Do Androids Dream of Electric Sheep?

Front Cover
Ballantine Books, 1996 - Fiction - 244 pages
3235 Reviews
"The most consistently brilliant science fiction writer in the world."
--John Brunner

THE INSPIRATION FOR BLADERUNNER. . .

Do Androids Dream of Electric Sheep? was published in 1968. Grim and foreboding, even today it is a masterpiece ahead of its time.

By 2021, the World War had killed millions, driving entire species into extinction and sending mankind off-planet. Those who remained coveted any living creature, and for people who couldn't afford one, companies built incredibly realistic simulacrae: horses, birds, cats, sheep. . . They even built humans.

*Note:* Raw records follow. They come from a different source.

PR #576, opened 2020-11-25
Add arnold CLI

jmaupetit:
## Purpose

If we want to easily package, distribute and deploy Arnold along with its
applications (aka trays), we need a command line tool dedicated to the task.

## Proposal

- [x] remove legacy scripts
- [x] improve Docker image for production
- [x] add `arnold` CLI
- [x] use the CLI in the CI
- [x] ~update documentation (may be updated in a new PR)~ postponed to #582


bin/arnold
```diff
@@ -0,0 +1,818 @@
+#!/usr/bin/env bash
+
+set -eo pipefail
+
+# Docker
+declare -r ARNOLD_IMAGE_NAME="${ARNOLD_IMAGE_NAME:-fundocker/arnold}"
+declare -r ARNOLD_IMAGE_TAG="${ARNOLD_IMAGE_TAG:-5.21.0}"
```
jmaupetit: Should be up-to-date.

bin/activate
```diff
@@ -0,0 +1,16 @@
+#!/usr/bin/env bash
+
+export ARNOLD_IMAGE_NAME="arnold"
+ARNOLD_IMAGE_TAG="$(tr -d '\n' < VERSION)"
+export ARNOLD_IMAGE_TAG
+export ARNOLD_IMAGE="${ARNOLD_IMAGE_NAME}:${ARNOLD_IMAGE_TAG}"
+export ANSIBLE_VAULT_PASSWORD="arnold"
+export K8S_AUTH_VERIFY_SSL="no"
+
+echo -e "Development environment activated ✅\\n"
```
madmatah, line 30: Maybe this script want to check that it has been "sourced" ?
Because when executed directly with `bin/activate`, it has no effect.

bin/activate
```diff
@@ -0,0 +1,16 @@
+#!/usr/bin/env bash
+
+export ARNOLD_IMAGE_NAME="arnold"
+ARNOLD_IMAGE_TAG="$(tr -d '\n' < VERSION)"
+export ARNOLD_IMAGE_TAG
+export ARNOLD_IMAGE="${ARNOLD_IMAGE_NAME}:${ARNOLD_IMAGE_TAG}"
+export ANSIBLE_VAULT_PASSWORD="arnold"
```
madmatah: The value of the default password (`"arnold"`) is duplicated 3 times in the project : 
 - bin/activate
 - Makefile
 - CircleCI config

Should it be defined once in a file?

Makefile
```diff
@@ -0,0 +1,116 @@
+# -- ARNOLD
+ARNOLD_IMAGE_NAME      = arnold
+ARNOLD_IMAGE_TAG       = $(shell tr -d '\n' < VERSION)
+ARNOLD_IMAGE_TAG_DEV   = $(ARNOLD_IMAGE_TAG)-dev
+ARNOLD_IMAGE           = $(ARNOLD_IMAGE_NAME):$(ARNOLD_IMAGE_TAG)
+ARNOLD_IMAGE_DEV       = $(ARNOLD_IMAGE_NAME):$(ARNOLD_IMAGE_TAG_DEV)
+ANSIBLE_VAULT_PASSWORD = arnold
```
madmatah: Should it use environment variables instead of these values, when defined ?

```suggestion
ARNOLD_IMAGE_NAME      ?= arnold
ARNOLD_IMAGE_TAG       ?= $(shell tr -d '\n' < VERSION)
ARNOLD_IMAGE_TAG_DEV   ?= $(ARNOLD_IMAGE_TAG)-dev
ARNOLD_IMAGE           ?= $(ARNOLD_IMAGE_NAME):$(ARNOLD_IMAGE_TAG)
ARNOLD_IMAGE_DEV       ?= $(ARNOLD_IMAGE_NAME):$(ARNOLD_IMAGE_TAG_DEV)
ANSIBLE_VAULT_PASSWORD ?= arnold
```

Makefile
```diff
@@ -0,0 +1,116 @@
...
+ARNOLD_RUN_DEV = $(ARNOLD) -d -- run
+
+# -- Docker
+# Get the current user ID to use for docker run and docker exec commands
+DOCKER_UID  = $(shell id -u)
+DOCKER_GID  = $(shell id -g)
+DOCKER_USER = $(DOCKER_UID):$(DOCKER_GID)
+
+# -- k8s
+K8S_DOMAIN="$(shell hostname -I | awk '{print $$1}')"
```
madmatah:
```suggestion
K8S_DOMAIN?="$(shell hostname -I | awk '{print $$1}')"
```

bin/arnold
```diff
@@ -0,0 +1,832 @@
...
+
+# Hosts
+
+# K8S_DOMAIN is only used in development and the CI to set the project's
+# 'domain_name' to "${K8S_DOMAIN}.nip.io"
+declare K8S_DOMAIN="${K8S_DOMAIN:-$(hostname -I | awk '{print $1}')}"
+
+# Flags
+declare -i DEV_MODE=0
+declare -i USE_GPG=0
```
jmaupetit: We must be able to bypass this default thanks to the environment:

```suggestion
declare -i USE_GPG=${ARNOLD_USE_GPG:-0}
```

bin/arnold
```diff
@@ -0,0 +1,832 @@
...
+    fi
+
+    # Get K8S credentials
+    export K8S_DOMAIN
+    export K8S_SA_TOKEN
+
+    K8S_AUTH_HOST=$(_get_k8s_auth_host)
+    export K8S_AUTH_HOST
+
+    # Check that the current user is already logged in k8s
```
madmatah:
```suggestion
    # Check that the current user is already logged in k8s. Note that the `whoami`
    # command is only compatible with openshift and should be adapted for k8s.
```

bin/arnold
```diff
@@ -0,0 +1,832 @@
...
+        log info "Development mode activated for tray: ${ARNOLD_TRAY_NAME}"
+      else
+        extras_volumes="-v ${PWD}:/app"
+        log info "Full development mode activated"
+      fi
+    fi
+
+    # shellcheck disable=SC2086
+    docker run --rm -ti \
+        -u "$(id -u)" \
```
madmatah: What do you think about adding a variable like this : 
```
DOCKER_USER="${DOCKER_USER:-$(id -u)}"
```

and use it as a value for the `-u` argument  ?

bin/activate
jmaupetit: I've added a warning message and an error code while trying to execute this script.

bin/arnold
```diff
@@ -0,0 +1,829 @@
...
+
+# ---- Utils library ----
+
+# Compute K8S_AUTH_HOST from its host
+function _get_k8s_auth_host() {
+    ${KUBECTL} version | grep Server | awk '{print $2}'
+}
+
+function login() {
+    k8s_auth_host=$(_get_k8s_auth_host)
```
lunika, line 294: You can't have the host if you are not logged in.

This is the output I have when I'm not connected :

```
$ oc version
oc v3.11.0+0cbc58b
kubernetes v1.11.0+d4cacc0
features: Basic-Auth GSSAPI Kerberos SPNEGO
```

bin/arnold
```diff
@@ -0,0 +1,829 @@
...
+    # Allow overriding config per customer
+    customer_vars="$(dirname "${BASH_SOURCE[0]}")/../${CUSTOMER_DIR}/${ARNOLD_CUSTOMER}/vars.inc.sh"
+    if [ -e "${customer_vars}" ]; then
+        # shellcheck source=/dev/null
+        source "${customer_vars}"
+    fi
+
+    # Get K8S credentials
+    export K8S_DOMAIN
+    export K8S_SA_TOKEN
```
lunika: I don't understand these 2 export. Where are they set ? What is exported ? Do we really need to export them ?

bin/arnold
```diff
@@ -0,0 +1,829 @@
...
+
+
+# ---- Utils library ----
+
+# Compute K8S_AUTH_HOST from its host
+function _get_k8s_auth_host() {
+    ${KUBECTL} version | grep Server | awk '{print $2}'
+}
+
+function login() {
```
lunika: This function is not listed in the usage function.

bin/arnold
```diff
@@ -0,0 +1,829 @@
...
+        if [[ -z "${K8S_SA_TOKEN}" ]] ; then
+            echo "Error: you need to login to a k8s server first."
+            exit 1
+        else
+            login
+        fi
+    fi
+
+    # Ansible's k8s raw module requires the following two environment
+    # variables to be defined
```
lunika: There is only one defined

.gitignore
```diff
@@ -16,6 +16,7 @@ env.d/*
 # Tests temporary files
 .coverage
 .pytest_cache
+.pylint.d
```
lunika, line 19: You should complete your description explaining why you use `-d` and what is `-d` option.

.circleci/config.yml
```diff
@@ -83,23 +80,17 @@ version: 2
...
-
-    working_directory: ~/fun
+    <<: *defaults
 
     steps:
       - checkout
-      - *ci_env
       - *docker_login
       - run:
           name: Build arnold production image
```
lunika: The name is not accurate anymore with what you are doing

bin/activate
jmaupetit: I'm not sure this is good idea as people might use it without knowing they are using a default vault password. In fact those occurrences in 3 different files serve 3 different (undocumented) purposes:

- the `bin/activate` script is used to activate a development environment to use with the `bin/arnold` script,
- the `Makefile` is only used for development purpose with no other dependencies (see next comment), and,
- the `.circleci/config.yml` file is used for CI usage only.

That said, I'm open to suggestions, what were you thinking of by "defined once in a file"?

Makefile
jmaupetit: This is what I did in a first attempt, and, I changed my mind to enforce default development values. Do you have a particular scenario in mind where it could be useful to redefine those thanks to the environment?

Makefile
jmaupetit: Ok, maybe this one would be useful :sweat_smile:

bin/arnold
jmaupetit: Well spotted! I've changed to the following:

```bash
function _get_k8s_auth_host() {
    echo "https://${K8S_DOMAIN}:8443"
}
```

bin/arnold
jmaupetit: Those are not required. I've cleaned this. :pray:

bin/arnold
jmaupetit: It is not supposed to get called as requiring a service account token, I made it private.

bin/arnold
jmaupetit: Both `K8S_AUTH_API_KEY` and `K8S_AUTH_HOST` environment variables should be defined. I've slightly update my previous change.

.gitignore
jmaupetit: It should be mentioned in the documentation (README) or do you have something else in mind?

.circleci/config.yml
jmaupetit: Do you suggest making it plural? What about:

> Build arnold production & development images

jmaupetit:
@lunika & @madmatah I've addressed all your comments (thanks for the review) and pushed fixup commits to ease the second round. Ready?

bin/arnold
jmaupetit: In fact, this is breaking the CI as the DOCKER_USER already exists (as a secret)... :sweat_smile:

.gitignore
lunika: I mean commit description

.circleci/config.yml
lunika: This is more accurate

.gitignore
jmaupetit: I propose the following:

```
(project) use arnold -d run to execute dev commands

Instead of having x scripts to run development commands, use a unique
entrypoint: bin/arnold using the -d option to activate the `DEV_MODE`.

An active `DEV_MODE` implies the following behavior:

- `docker run` commands mount the local directory sources as a volume in `/app`, or,
- `docker run` commands mount the local application tree in `/app/apps/myapp` if a tray as been found in the repository.

Makefile rules have been added to run tests and linters.
```

WDYT?

lunika: ok for me

Makefile
madmatah: One thing that comes to my mind is that CircleCI is using `make` in its jobs. And also, it defines these some of these environment variables in `ci_env` task. At this time, the values of these environment variables are the same than the default values defined in the Makefile.

But if someone wants to change the variables defined in `ci_env` job in the future, I'm pretty sure that this will lead to unexpected behavior and confusion.

bin/activate
madmatah: I was thinking something like this:

------------

1) Add a `arnold_defaults` file containing : 
```
export ARNOLD_DEFAULT_VAULT_PASSWORD="arnold"
```

2) In the Makefile

```
include arnold_defaults

ANSIBLE_VAULT_PASSWORD=$(ARNOLD_DEFAULT_VAULT_PASSWORD)
```

3) In `bin/activate` : 

```
source arnold_defaults
export ANSIBLE_VAULT_PASSWORD="${ARNOLD_DEFAULT_VAULT_PASSWORD}"
```

4) In .circleci/config.yml : 

```
cat arnold_defaults >> $BASH_ENV
echo 'export ANSIBLE_VAULT_PASSWORD="${ARNOLD_DEFAULT_VAULT_PASSWORD}"' >> $BASH_ENV
```

------------

It avoids duplicating the value in the project. And about that :

> I'm not sure this is good idea as people might use it without knowing they are using a default vault password.

I don't think this suggestion makes the problem worse.
If it's a problem, you should print a message saying «Warning, you are using the default arnold password, your vault is not safe».

jmaupetit: Great suggestion! I'll do this. Thanks.

bin/arnold
```diff
@@ -37,6 +47,8 @@ declare -r CUSTOMER_DIR="${ARNOLD_PROJECT_PATH}/${RELATIVE_CUSTOMER_DIR}"
 declare -r VAULT_PASSWORD_FILE_NAME="password.gpg"
 
 # Binaries
+declare -r CURL="docker run --rm curlimages/curl"
```
lunika: No please, don't use docker to run `curl`. Use directly `curl` or `wget`, `wget` is installed everywhere.

jmaupetit: > wget is installed everywhere.

That's a strong statement. I'm not sure to share this thought.

What about trying to use locally installed tools and fall back to the docker image?

Makefile
jmaupetit: Ok then.

bin/arnold
jmaupetit: Ok then. After an IRL discussion, `curl` is now a project dependency. Arnold will fail with an explicit error message if it's not installed.

jmaupetit:
@lunika & @madmatah I've addressed all your comments. Ready for a new review. :pray:

bin/arnold
```diff
@@ -0,0 +1,1009 @@
...
+declare -r RELATIVE_COMMON_DIR="group_vars/common"
+declare -r RELATIVE_CUSTOMER_DIR="group_vars/customer"
+declare -r COMMON_DIR="${ARNOLD_PROJECT_PATH}/${RELATIVE_COMMON_DIR}"
+declare -r CUSTOMER_DIR="${ARNOLD_PROJECT_PATH}/${RELATIVE_CUSTOMER_DIR}"
+
+# Files
+declare -r VAULT_PASSWORD_FILE_NAME="password.gpg"
+
+# Dependencies
+declare -r CURL="curl"
```
lunika: I don't see the interest of this variable.

bin/arnold
```diff
@@ -0,0 +1,1009 @@
...
+declare -r ARNOLD_PROJECT_PATH="${PWD}"
+declare -r ARNOLD_TRAY_FILE="arnold.yml"
+declare -r DOCKER_USER="${DOCKER_USER:-$(id -u)}"
+
+# Arnold release info
+declare LATEST_RELEASE
+declare LATEST_VERSION
+
+# Script infos
+declare SCRIPT_NAME
```
lunika, line 18: Why not declaring and assigning at the same time, like you do after in the script ?

bin/arnold
```diff
@@ -0,0 +1,1009 @@
...
+SCRIPT_NAME=$(basename "$0")
+declare SCRIPT_PATH
```
lunika, line 20: devito

bin/arnold
```diff
@@ -0,0 +1,1009 @@
...
+  ["notset"]=${LOG_LEVEL_NOTSET}
+)
+declare -A LOG_LEVEL_COLORS=(
+  ["critical"]=${COLOR_RED}
+  ["error"]=${COLOR_RED}
+  ["warning"]=${COLOR_ORANGE}
+  ["success"]=${COLOR_GREEN}
+  ["info"]=${COLOR_BLUE}
+  ["debug"]=${COLOR_DEFAULT}
+  ["notset"]=${COLOR_DEFAULT}
```
lunika, line 66: `notset` ? Kesako ?

bin/arnold
```diff
@@ -0,0 +1,1009 @@
...
+  customer   : ${COLOR_BLUE}${ARNOLD_CUSTOMER}${COLOR_RESET}
+  environment: ${COLOR_BLUE}${ARNOLD_ENVIRONMENT}${COLOR_RESET}
+  gpg enabled: ${COLOR_BLUE}${USE_GPG}${COLOR_RESET}
+  dev mode   : ${COLOR_BLUE}${DEV_MODE}${COLOR_RESET}
+  log level  : ${COLOR_BLUE}$(_get_log_level_name)${COLOR_RESET}
+  CLI release: ${COLOR_BLUE}${ARNOLD_IMAGE_TAG}${COLOR_RESET}
+  image      : ${COLOR_BLUE}${ARNOLD_IMAGE}${COLOR_RESET}
+"
+
+LATEST_RELEASE=$(_get_latest_release)
```
lunika, line 1045: What happen if github is down ? Does the script will be usable or not because of this failure ?

bin/arnold
jmaupetit: This is an abstraction layer in case we decide to change our mind and bundle it with Arnold for example. I find it convenient to define all dependencies in the same code block. But of course, this can be changed.

WDYT @madmatah?

lunika: Ok but at the end of the script you added a link to the curl website to install it. What will you do if you change the value of this variable ?

madmatah: I think it's a good practice and consistent with other tools used in this script.

BUT I have a problem with the way it's used line 971 to 975, that limit the possible values here.

jmaupetit: > BUT I have a problem with the way it's used line 971 to 975, that limit the possible values here.

True. Should I remove this check then? What do you suggest?

bin/arnold
jmaupetit: Shellcheck recommends to do so. See https://github.com/koalaman/shellcheck/wiki/SC2155

bin/arnold
lunika: removing the `CURL` variable

bin/arnold
jmaupetit: Dany.

bin/arnold
jmaupetit: I tried to mimic python logging module logic here. See: https://docs.python.org/3/howto/logging.html#logging-levels

bin/arnold
jmaupetit: Good point! I should fix that.

bin/arnold
madmatah: Same here, I would remove the variable and the `eval` L263.

bin/arnold
jmaupetit: Done

bin/arnold
```diff
@@ -0,0 +1,1009 @@
...
+
+  if [[ -z ${LATEST_VERSION} ]]; then
+    LATEST_VERSION=$(_get_latest_version)
+  fi
+
+  release_url=$(
+    echo "${LATEST_RELEASE}" | \
+    ${JQ} .[0].tarball_url
+  )
+  upgraded_bin="/tmp/arnold-${LATEST_VERSION}"
```
madmatah: I suggest to use `mktemp` to follow best practices in temporary files creation (using $TMPDIR or fallback to /tmp).

```suggestion
  upgraded_bin=$(mktemp -q "arnold-${LATEST_VERSION}-XXXX")
```

Or simply : 

```suggestion
  upgraded_bin=$(mktemp -q)
```

bin/arnold
```diff
@@ -0,0 +1,1009 @@
...
+    log error "You are already up-to-date"
+    exit 10
+  fi
+
+  log debug "Current arnold script path: ${SCRIPT_PATH}"
+
+  upgraded_bin=$(_download_latest_release)
+
+  chmod +x "${upgraded_bin}"
+  cp -i "${upgraded_bin}" "${SCRIPT_PATH}"
```
madmatah: 1/ Why `cp` and not `mv` ? No need to clean-up, then ;-)

2/ The `-i` arguments prevent from running an upgrade without a TTY. Is this the desired behaviour?
Maybe add a `--force` option to your upgrade command without interactive confirmation ?

bin/arnold
jmaupetit: Done both. Thanks!

jmaupetit:
Aaaaand fixed. Ping @lunika && @madmatah :pray:

bin/arnold
```diff
@@ -0,0 +1,1022 @@
...
+    # be defined
+    K8S_AUTH_API_KEY="$(${KUBECTL} whoami -t)"
+    export K8S_AUTH_API_KEY
+    K8S_AUTH_HOST="$(_get_k8s_auth_host)"
+    export K8S_AUTH_HOST
+}
+
+# _ensure_k8s_project_is_set: ensure that k8s's target project has
+# been set via the ARNOLD_CUSTOMER & ARNOLD_ENVIRONMENT environment variables
+function _ensure_k8s_project_is_set() {
```
madmatah: Minor suggestion to use k8s vocabulary : 

```suggestion
function _ensure_k8s_namespace_is_set() {
```

madmatah (approved):
Minor suggestions, but the most important thing to note is :

bin/arnold
jmaupetit: > Why cp and not mv ? No need to clean-up, then ;-)

As it was a temporary file, I though it wasn't worth a cleanup... but ok then.

> The -i arguments prevent from running an upgrade without a TTY. Is this the desired behaviour?

Yes a kind of lazy confirmation step.

> Maybe add a --force option to your upgrade command without interactive confirmation ?

Good idea.

bin/arnold
jmaupetit: Of course!

bin/arnold
lunika: First time I see this... I'm not convinced it's a good thing but why not.

lunika (approved):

Emigrées to Mars received androids so sophisticated it was impossible to tell them from true men or women. Fearful of the havoc these artificial humans could wreak, the government banned them from Earth. But when androids didn't want to be identified, they just blended in.

Rick Deckard was an officially sanctioned bounty hunter whose job was to find rogue androids, and to retire them. But cornered, androids tended to fight back, with deadly results.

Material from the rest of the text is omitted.